ProMIL: Probabilistic Multiple Instance Learning for Medical Imaging
This addresses the problem of more accurate weakly-supervised learning for medical imaging tasks, but it is incremental as it builds on existing instance-based MIL methods.
The paper tackles the problem of Multiple Instance Learning (MIL) in medical imaging, where standard models assume a bag is positive if at least one instance is positive, which does not hold in many real-life scenarios requiring a certain percentage of positive instances. The result is that ProMIL, a method based on deep neural networks and Bernstein polynomial estimation, outperforms standard instance-based MIL in real-world medical applications.
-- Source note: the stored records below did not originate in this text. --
PR #823, opened 2026-09-03
fix(web): confirm before deleting a task

### LINKED ISSUE #488: Task delete fires without confirmation (and pattern repeated across app)
## Bug

The "Delete" button in the task detail dialog calls `void onDelete()` immediately on click — no confirmation dialog, no two-step confirm, no `window.confirm`. A single mis-click (or a Cmd+W while focused on the button) deletes the task and its run history.

## Files

- `apps/web/src/components/tasks/TaskDetailDialog.tsx:275-283`

## Impact

- Data loss from accidental click
- Pattern is repeated across the app — see related issue for unguarded deletes in profiles/MCP/skills/tools/automations/allowed-users

## Fix

Wrap the delete in a confirmation step (the rest of the app uses `*DeleteDialog` components for this; reuse `profiles-dialogs.tsx`'s pattern).

## Severity

Critical — UX, data loss.

vianbas:
## Summary

Deleting a task takes two clicks, so one mis-click no longer removes it and its run history. Fixes #488.

**Before:** the footer's Delete called `onDelete` straight from the click.
**After:** Delete arms `confirmingDelete` in the existing form reducer and the footer swaps to Cancel plus Delete task.

Why safe:
1. Follows the inline step `SkillAssignPicker` already uses, rather than nesting a second `Dialog` inside one that is open, and adds no shared confirm component
2. Run agent and Save changes are hidden while the confirmation is up, so nothing else can fire mid-decision, and the existing `busy` already covers the delete so no new pending state was needed
3. A failed delete leaves the confirmation in place to retry or dismiss, and nothing settles state on a dialog that a successful delete has already unmounted

Only re-add / follow up if the confirmation should also name the task in the footer; the dialog header already shows the title, so I left the copy out.

A note on the test: `apps/web` has no component test harness, no `.test.tsx` and no DOM dependency, so the footer decision lives in `taskDetailFooterActions` and is tested directly, the way `chat-composer-actions.ts` already does for the composer's Stop and Submit buttons. What that leaves untested is the JSX click binding itself.

## Test plan
- [x] `bun test apps/web/src` (332 pass, 8 new) and `bunx tsc --noEmit` in `apps/web` clean
- [x] Every branch mutated: making the delete one-click again fails 3 tests, leaving Run and Save reachable while confirming fails 2, never showing the confirmation fails 2, and keeping the arming button visible fails 1
- [x] `bun x ultracite check` clean on both files; `bun run knip` clean
- [ ] Open a task, click Delete, confirm the task survives Cancel and disappears on Delete task

### DIFF
--- a/apps/web/src/components/tasks/TaskDetailDialog.test.ts
+++ b/apps/web/src/components/tasks/TaskDetailDialog.test.ts
@@ -2,7 +2,6 @@ import { describe, expect, test } from "bun:test";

Multiple Instance Learning (MIL) is a weakly-supervised problem in which one label is assigned to the whole bag of instances. An important class of MIL models is instance-based, where we first classify instances and then aggregate those predictions to obtain a bag label. The most common MIL model is when we consider a bag as positive if at least one of its instances has a positive label. However, this reasoning does not hold in many real-life scenarios, where the positive bag label is often a consequence of a certain percentage of positive instances. To address this issue, we introduce a dedicated instance-based method called ProMIL, based on deep neural networks and Bernstein polynomial estimation. An important advantage of ProMIL is that it can automatically detect the optimal percentage level for decision-making. We show that ProMIL outperforms standard instance-based MIL in real-world medical applications. We make the code available.